I have a healthy appetite and am now vegetarian but even when I was an avid carnivore I would not have been able to face eating 24 pork pies on a 12 hour bike ride! 

I largely get by on DIY energy drinks - 1/3 OJ for flavour and fructose, 2/3 water, plus 2 heaped scoops of maltodextrin powder per 3/4 litre bottle. Approximately 1 bottle for every 50 km/30-odd miles ridden. On longer rides (80+ km/50+ miles) I would add one or 2 Cokes and whatever food I fancied at cafe/shop stops.


----------



## si_c (20 Dec 2019)

ColinJ said:


> I have a healthy appetite and am now vegetarian but even when I was an avid carnivore I would not have been able to face eating 24 pork pies on a 12 hour bike ride!

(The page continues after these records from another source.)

PR #2747, opened 2023-07-15
modules: Describe and partial implememt SceRtabi module

bookmist:
used by driver_us.suprx
Return value of `__rtabi_ldivmod` is very unusual but it seems correct.
Behavior on division by zero is taken from original disasmed code.
original names of functions are `__aeabi_*` but they was renamed to not mix with same functions in other module with other nids

### DIFF
--- a/vita3k/module/src/write_return_value.cpp
+++ b/vita3k/module/src/write_return_value.cpp
@@ -37,6 +37,18 @@ void write_return_value(CPUState &cpu, uint64_t ret) {
     write_reg(cpu, 1, ret >> 32);
 }
 
+void write_return_value(CPUState &cpu, std::div_t ret) {
+    write_reg(cpu, 0, ret.quot);
+    write_reg(cpu, 1, ret.rem);
+}
+
+void write_return_value(CPUState &cpu, std::lldiv_t ret) {
+    write_reg(cpu, 0, ret.quot & UINT32_MAX);
+    write_reg(cpu, 1, ret.quot >> 32);
+    write_reg(cpu, 2, ret.rem & UINT32_MAX);
+    write_reg(cpu, 3, ret.rem >> 32);
+}
+
 void write_return_value(CPUState &cpu, bool ret) {
     write_reg(cpu, 0, ret);
 }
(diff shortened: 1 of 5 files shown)


vita3k/module/include/module/write_return_value.h
```diff
@@ -21,10 +21,22 @@
...
 
+struct uint_uint {
+    uint32_t value_01;
+    uint32_t value_02;
+};
+
+struct uint64_uint64 {
+    uint64_t value_01;
+    uint64_t value_02;
+};
```
Macdu, line 32: Where are these used?

bookmist: Nowhere. tnx.

vita3k/module/src/write_return_value.cpp
```diff
@@ -37,6 +37,18 @@ void write_return_value(CPUState &cpu, uint64_t ret) {
...
+void write_return_value(CPUState &cpu, std::div_t ret) {
+    write_reg(cpu, 0, ret.quot);
+    write_reg(cpu, 1, ret.rem);
+}
+
+void write_return_value(CPUState &cpu, std::lldiv_t ret) {
+    write_reg(cpu, 0, ret.quot & UINT32_MAX);
+    write_reg(cpu, 1, ret.quot >> 32);
+    write_reg(cpu, 2, ret.rem & UINT32_MAX);
+    write_reg(cpu, 3, ret.rem >> 32);
```
Macdu, line 49: The `& UINT32_MAX` is not necessary. If you decide to put it, also add it to `ret.quot >> 32` and `ret.rem >> 32` as their upper bits will be set if they are negative (they are signed integer).

bookmist: There is the same code upper for int64_t and uint64_t. So change nowhere or everywhere?

Macdu: Ah indeed, oh well I guess even though this is slightly misleading, the code is correct.

Macdu (approved):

I'm tempted to try it, the only problem being where would you store so many pork pies?


----------



## Ming the Merciless (20 Dec 2019)

Heltor Chasca said:


> I’m one of those. I struggle with too much sugar.



Have you ever looked at the rate you've been consuming it though? I've never really looked at my rate of consumption and have that, sugar overload stage. So this weekend's 200km I intend to stick to no more than 60g of carbs per hour and see how I get on. I have some zip locks prepared, so I can see how my stomach gets on with it. I seem to have lost my little and often of years gone back.


----------



## vickster (20 Dec 2019)

si_c said:


> I'm tempted to try it, the only problem being where would you store so many pork pies?


Panniers.


----------



## si_c (20 Dec 2019)

vickster said:


> Panniers.



True dat.


----------



## twentysix by twentyfive (20 Dec 2019)

si_c said:


> I'm tempted to try it, the only problem being where would you store so many pork pies?

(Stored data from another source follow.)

PR #2749, opened 2023-07-17
utils: implement stoi_def and use it instead of std::stoi

bookmist:


vita3k/gui/src/information_bar.cpp
```diff
@@ -122,7 +123,7 @@ static bool set_notice_info(GuiState &gui, EmuEnvState &emuenv, const NoticeList
         init_notice_icon(gui, emuenv, content_path / "sce_sys/icon0.png", info);
     } else {
         auto common = gui.lang.common.main;
-        switch (static_cast<np::trophy::SceNpTrophyGrade>(std::stoi(info.group))) {
+        switch (static_cast<np::trophy::SceNpTrophyGrade>(string_utils::stoi_def(info.group, 0, "trophy group"))) {
```
Zangetsu38, line 126: no sur for 0 here, 0 litteraly no exist in SceNpTrophyGrade is mini 1 to 4

bookmist: so we go to default branch of next switch statement. and `name` variable is empty afaik. But you know trophies better, so what value should be here?

Zangetsu38: is fine i thinks, but maybe add log for default: 🤔 but hmm anyway, go merge sorry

Tum tum. Known as carb loading back in the day


----------



## Heltor Chasca (20 Dec 2019)

Soluble carb/iso sports drinks?


----------



## PapaZita (20 Dec 2019)

si_c said:


> I'm tempted to try it, the only problem being where would you store so many pork pies?



Sounds like the excuse I've been looking for to get a trailer.


----------



## Edwardoka (20 Dec 2019)

Cherry tomatoes are amazing steady bike fuel when you can't face another pain au chocolat or when you discover that you have inadvertently eaten your entire bar bag full of haribo in the space of 5km.


----------



## Ming the Merciless (20 Dec 2019)

twentysix by twentyfive said:


> Tum tum. Known as carb loading back in the day



Pork Pies don't have that many carbs for their weight, but plenty of fat for slow burn energy.


----------



## Ming the Merciless (20 Dec 2019)

Edwardoka said:


> Cherry tomatoes are amazing steady bike fuel when you can't face another pain au chocolat or when you discover that you have inadvertently eaten your entire bar bag full of haribo in the space of 5km.



Interesting, would never of thought of cheery toms but hard to carry intact ?


----------



## Ian H (20 Dec 2019)

If I'm on a 600, I'll eat well the evening before, have a normal light breakfast, and stop to eat after about 100k. Then smallish meals at controls onwards (so about every 50-80k.


----------



## Edwardoka (20 Dec 2019)

YukonBoy said:


> Interesting, would never of thought of cheery toms but hard to carry intact ?


I was touring so had them in my bar bag. I imagine you could fit small bags of them into a jersey pocket, not more likely to be damaged than a banana would.


----------



## twentysix by twentyfive (20 Dec 2019)

YukonBoy said:


> Pork Pies don't have that many carbs for their weight, but plenty of fat for slow burn energy.


OK - Fat Loading


----------



## figbat (20 Jan 2020)

I get by on NutriGrain bars en route plus whatever I can grab at a feed station or cafe. The bars are easy to carry, easy to eat and you can vary the flavour. They’re about 25g carbs per bar, but I tend to just eat when I feel I need it which is often less than most guides. I tend not to go balls-out though.


----------



## Pat "5mph" (20 Jan 2020)

Mod Note:
the OT posts on Keto have been moved to a new thread.


----------